U.S. to Ease Inspections Rule for Truckers, Official Says

By Timothy Cama, Staff Reporter

This story appears in the May 20 print edition of Transport Topics. Click here to subscribe today.

The Federal Motor Carrier Safety Administration will propose a regulation later this year that would absolve truck drivers of their duty to file reports about truck and trailer inspections that do not find any equipment defects, a federal official said.

Repealing the “outdated” requirement, first instituted in 1978, would save the trucking industry $1.5 billion a year “without adversely affecting safety,” Polly Trottenberg, undersecretary for policy at the Department of Transportation, said at a hearing of the House Committee on Small Business  earlier this month.

“We know that FMCSA’s regulations can have a large impact on the trucking industry, particularly small and independent carriers, and this proposal could make a real dramatic difference for those small carriers,” Trottenberg told the committee.



The action is part of the Obama administration’s Retrospective Regulatory Review plan, launched in January 2011 with the goal of eliminating unnecessary, duplicative or excessively burdensome regulations. FMCSA repealed the requirement to file no-defect driver vehicle inspection reports for only intermodal chassis in June 2012.

Of all of the regulations DOT is considering revising under the regulatory review, the no-defect report rule will save small businesses the most money, Trottenberg said.

Truck drivers must inspect each truck and trailer they drive at the end of each day — including brakes, tires, mirrors, lights and steering — and give reports of those inspections to their carriers. When FMCSA repealed the requirement for intermodal chassis, it conservatively estimated that 95% of inspection reports show no defect.

Drivers still would have to complete the inspections under FMCSA’s proposal but would not always have to file a paper or digital report.
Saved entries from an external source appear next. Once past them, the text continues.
Issue #383, opened 2025-03-01
Does not support Rust edition 2024


maddiemort:
If I try to generate a `Cargo.nix` for a crate that uses edition 2024 (introduced in Rust version `1.85.0`), I receive the following error:

```
thread 'main' panicked at src/main.rs:88:10:
Error generating nix expressions: failed to parse manifest at `<redacted>/Cargo.toml`

Caused by:
    0: failed to parse the `edition` key
    1: this version of Cargo is older than the `2024` edition, and only supports `2015`, `2018`, and `2021` editions.
note: run with `RUST_BACKTRACE=1` environment variable to display a backtrace
```

If I revert the edition to 2021, I also receive this secondary error that requires manual editing of the lockfile:

```
thread 'main' panicked at src/main.rs:88:10:
Error generating nix expressions: failed to parse lock file at: <redacted>/Cargo.lock

Caused by:
    lock file version 4 requires `-Znext-lockfile-bump`
note: run with `RUST_BACKTRACE=1` environment variable to display a backtrace
```

I'm using the version of `cargo2nix` from branch `main`, but it looks like this problem is present on other branches too.

hallettj:
Thanks for the report! I believe this is now fixed in `main`. I see that you're already using `main`, but for anyone who comes across this issue: you'll need to specify that branch specifically in your input since the default branch is the last stable release:

```nix
inputs = {
  cargo2nix.url = "github:cargo2nix/cargo2nix/main";
};
```

PR #384, opened 2025-03-03
Cargo 0.86.0

kgtkr:
## Pull Requests
* fix: #383
* support cargo lock version 4
  The latest compiler generates `version = 4`, but cargo2nix was rewriting it to `version = 3`, which has now been fixed.


src/platform.rs
```diff
@@ -72,6 +72,7 @@ fn cfg_to_expr(cfg: &CfgExpr, platform_var: &str) -> BoolExpr {
             ("target_feature", v) => {
                 Single(format!("builtins.elem {:?} {}Features", v, platform_var,))
             }
+            ("target_has_atomic", _) => True, // TODO: This is required to compile cargo, but how can I determine this in Nix?
```
kgtkr, line 75: This should be fixed, but can I get this information using functions from nixpkgs?

hallettj: Hi! I don't know the answer myself. I was just perusing the current state of rust builders and came across this PR. I happened to see a pair of commits from @DarkKirb in the cargo2nix network graph that take a shot at addressing the `target_has_atomic` expression:

https://github.com/DarkKirb/cargo2nix/commit/076cd30f8d5314d3f2228e33d01f90dbda71d064
https://github.com/DarkKirb/cargo2nix/commit/29084d950413d317ce5c5901d5f5fd3510a38974

The second one looks like it fixes an issue in the first one. Those are both from the `master` branch in https://github.com/DarkKirb/cargo2nix

DarkKirb: `rustc -Z unstable-options --print target-spec-json` should output the maximum width of atomic instructions in the field `max-atomic-width`. this would unfortunately require an IFD so maybe this could be precomputed for various targets or read from file in the case a target platform json file is supplied.

the values for default supported targets can be found in this crate: https://github.com/rust-lang/rust/tree/master/compiler/rustc_target/src/spec/targets

the metric i wrote ought to work for many hosted targets.

psionic-k:
I've sent out some more admin invites so that I'm not in the way, but I have no productive capacity to give to this project.  There's at least one other person with maintainer role.

hallettj:
> I've sent out some more admin invites so that I'm not in the way, but I have no productive capacity to give to this project. There's at least one other person with maintainer role.

Lol this is very different from the reception to my PRs on crate2nix - I've seen no responses on those. I'm certainly interested in stepping up for maintenance on one of these two projects.

DarkKirb (changes requested):
I have rebased it to the latest version of cargo2nix: https://github.com/DarkKirb/cargo2nix/tree/cargo-0.86.0, otherwise lgtm!

hallettj:
Ok, a question for the group, especially for @psionic-k  since I'm still getting up to speed. I merged this into `main`, but I have not cherry-picked to `release-0.11.0`. That means that building edition 2024 crates is still not working in the release branch. This is a larger change. Is it time to:
1. cherry-pick this change to `release-0.11.0`?
2. or to tag a new release?

I suppose something to consider is that I'd like to add a PR to support import from derivation in the very-near future which might be nice to have in the next release.

I'm making productive use of the maintainer role I was granted, but that does not authorize me to change the default branch so I would need assistance from an admin to get a release out.

I do have a suggestion which I think might simplify the release process: change the default branch to `main`, and publish to Flakehub. That way anyone who wants to track a major version number could use Flakehub's features to do that. We could still maintain release branches if we want to backport stable changes, and use tags for minor and patch version bumps. That would let people with the maintainer role manage releases, and I think it might reduce the pressure to keep updating the release branch with new features.

psionic-k:
The bitrot in my memory is extreme.  I think a release makes sense just to indicate that development is re-starting

> I'm making productive use of the maintainer role I was granted, but that does not authorize me to change the default branch so I would need assistance from an admin to get a release out.

I can fix this.  My goal is to get out of the way as much as possible.

psionic-k:
I've upgraded @DarkKirb and @hallettj to admins.  Ping me to moderate / advise / arbitrate if something can't be decided.  I recommend biasing towards action.  If changes coming from another maintainer are not uncomfortable, then by default just keep going forward.  If things begin to thrash, then it's time to talk things over.

DarkKirb:
i personally think we should cut a 0.12.0 release soon-ish as there have been significant additions. I’ll create a tracking issue

PR #386, opened 2025-03-07
Add target_has_atomic support

DarkKirb:
As described in #384, cargo the crate now has a hard dependency on the cfg flag `target_has_atomic`. This is not a property that nixpkgs exposes to the developer directly, and as such we essentially have to hardcode which atomics are supported where to avoid imports from derivation.

The way I have implemented it here is extensible to any future cfg flags that may need to be supported that depend on properties from the target spec file.
Other cfg flag implementations could also be rewritten to use this new data (although for space reasons I have elected to not include most of the properties in this file as otherwise the generated json would have been about 600kB in size)

The ability to pass target spec files is also exposed to the user. I believe cargo2nix had some amount of ability to use target spec json files already, but it did not use them for cfg resolution i think.


psionic-k:
Did you get my invite to become a maintainer?  I was going to just let you drive and handle others' PRs.  This project is going to remain stalled without allowing more people to push.

DarkKirb:
Yeah but i wanted others to be able to look at my pr first ^^'

PR #396, opened 2025-04-12
release 0.12.0

hallettj:
@DarkKirb since we discussed creating a release, here's an update with the necessary changes. But let me know if you already have release work in progress.

Updates references to the latest release branch to 0.12, and references to the latest version to 0.12.0. I also included an update in the readme to clarify that it's the `main` branch that has the latest fixes and features, not `unstable`.

Once this is merged I plan to:

- create a tag, `v0.12.0`
- create a release in https://github.com/cargo2nix/cargo2nix/releases - I'll do my best to write a changelog
- create a branch, `release-0.12`
- set the repo default branch to `release-0.12`

There is already a branch called `release-0.12.0`. Instead of using that name I chose to drop the minor version, the trailing `.0`, in the new branch name due to my opinion that release branches should track major versions, and so the branch name should only include the major number. That does leave us with two branches with very similar names which could cause confusion. There's a possibility someone out there has a flake that points to `release-0.12.0`, and their build would break if we delete that branch. Maybe it's worth deleting anyway. It would be nice to be able to redirect `release-0.12.0` to `release-0.12`, but I don't know of a way to do that that would work when pulling a commit by branch name.


hallettj:
All steps are complete - the release is out!

PR #397, opened 2025-05-20
fix alternate registry support

DarkKirb:
Alternate registries got turned into crates-io packages incorrectly, and the syntax for them hasn’t been update for the deprecation of the bare url literals


DarkKirb:
A question is if we should special case the alternate registry at all. the “fetch through alternate registry” code works fine with crates.io packages and due to being fixed output derivations won’t duplicate existing fetchCratesIo source tarballs

PR #867, opened 2017-08-16
Allow UTF-8 characters (non-ASCII) in From: and To: fields in e-mail headers (RFC 6531)

rodrigc:
http://twistedmatrix.com/trac/ticket/9250

Original problem reported in:
https://github.com/buildbot/buildbot/issues/3499


rodrigc:
This patch was tested by @chrwen-omicron here:
https://github.com/buildbot/buildbot/issues/3499#issuecomment-322710656

who tested sending e-mail with a *From:* header that contained non-ASCII characters.

src/twisted/mail/smtp.py
```diff
@@ -175,24 +175,25 @@ def quoteaddr(addr):
...
     else:
-        return  b'<' + res[1].encode('ascii') + b'>'
+        return  b'<' + res[1].encode('utf-8') + b'>'
 
 COMMAND, DATA, AUTH = 'COMMAND', 'DATA', 'AUTH'
 
 
 # Character classes for parsing addresses
-atom = br"[-A-Za-z0-9!\#$%&'*+/=?^_`{|}~]"
+atom = u"[-A-Za-z0-9!\#$%&'*+/=?^_`{|}~\u00a0-\U001000ff]"
```
tardyp: I would add a reference link to where you did find the magic value \u00a0-\U001000ff

tardyp (commented):
some minor comments. unicode decode looks good

rodrigc:
@tardyp please code review this.

tardyp:
This looks good to me. I can see with codecov plugin that there are some of the code not covered, but I don't know if your coverage setup is correct.
I would prefer a true twisted expert also review those changes.

rodrigc:
@tardyp I added some more tests and all lines in the patch are now covered: https://codecov.io/gh/twisted/twisted/pull/867/diff

src/twisted/mail/smtp.py
```diff
@@ -533,7 +542,8 @@ def do_MAIL(self, rest):
             return
         # Clear old recipient list
         self._to = []
-        m = self.mail_re.match(rest)
+
+        m = self.mail_re.match(rest.decode("utf-8"))
```
markrwilliams: This doesn't comply with RFC 6531.  [A client may send UTF-8 encoded sequences if and only if an ESMTP server advertises the `SMTPUTF8` extension](https://tools.ietf.org/html/rfc6531#section-3.2);

> This document applies when an SMTPUTF8-aware SMTP client or server
> supports the SMTPUTF8 extension.  **For all other cases**, and for
> addresses and messages that do not require an SMTPUTF8 extension,
> **SMTPUTF8-aware SMTP clients and servers do not change the behavior
> specified in RFC 5321** [[RFC5321](https://tools.ietf.org/html/rfc5321)].

Where RFC 5321 obsoletes RFC 2821, the RFC called out in the previous implementation.

In this PR, the `SMTP` and `ESTMP` server always expects UTF-8 encoded messages without advertising `SMTPUTF8`.  This contravenes the RFC's requirements.  Furthermore, the RFC only pertains to ESMTP, as SMTP does not support extensions.

The good news is this is easy to fix: first, instead of decoding as `utf-8`, decode these strings as `self._encoding`.  `SMTP._encoding` should be `ascii`, and `ESMTP._encoding` can be `utf-8`.  Then, add `SMTPUTF8` to [the extensions returned by ESMTP.extensions](https://github.com/twisted/twisted/blob/a8f654d642b6a2a88524dfe690a6a04814752506/src/twisted/mail/smtp.py#L1628-L1639).  This will make both SMTP and ESMTP compliant with my reading of the relevant RFCs.

src/twisted/mail/smtp.py
```diff
@@ -1888,14 +1898,14 @@ def __init__(self, fromEmail, toEmail, file, deferred, retries=5,
         assert isinstance(retries, (int, long))
 
         if isinstance(toEmail, unicode):
-            toEmail = [toEmail.encode('ascii')]
+            toEmail = [toEmail.encode('utf-8')]
```
markrwilliams: This also violates RFC 6531, because a  [a client may send UTF-8 encoded sequences if and only if an ESMTP server advertises the `SMTPUTF8` extension](https://tools.ietf.org/html/rfc6531#section-3.2).

This implementation has both `SMTPSender` and `ESMTPSender` *always* send UTF-8 encoded sequences, which violates the RFC.  `SMTPSender` should never send UTF-8, while `ESMTPSender` should only send UTF-8 when [`ESMTP.esmtpState_serverConfig` encounters the `SMTPUTF8` extension](https://github.com/twisted/twisted/blob/a8f654d642b6a2a88524dfe690a6a04814752506/src/twisted/mail/smtp.py#L1429-L1443).  `ESMTPSenderFactory` can then encode its addresses as UTF-8, and raise an informative exception if the server doesn't advertise `SMTPUTF8`.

Ted Scott, director of engineering at American Trucking Associations, said his group would likely support repealing the requirement to file no-defect reports.

“It’s a good idea; it’ll save us a bunch of money,” Scott told Transport Topics.

The trucking industry’s savings would include the time drivers save completing and filing the reports and the space or data it requires to keep them on file, Scott said. “There’s a lot of blank pieces of paper out there sitting in files,” he said of existing no-defect reports, which carriers must keep on file for three months.

Recent FMCSA actions under the president’s regulatory review plan also have included the elimination of the requirement that commercial drivers report out-of-state traffic convictions to the states where they are licensed.

Transportation Secretary Ray LaHood’s staff is currently reviewing the no-defect inspection report proposal for all truck drivers, FMCSA said. The agency plans to release its detailed proposal in September, when it will gather comments from the public for three months before considering whether to make the regulation final.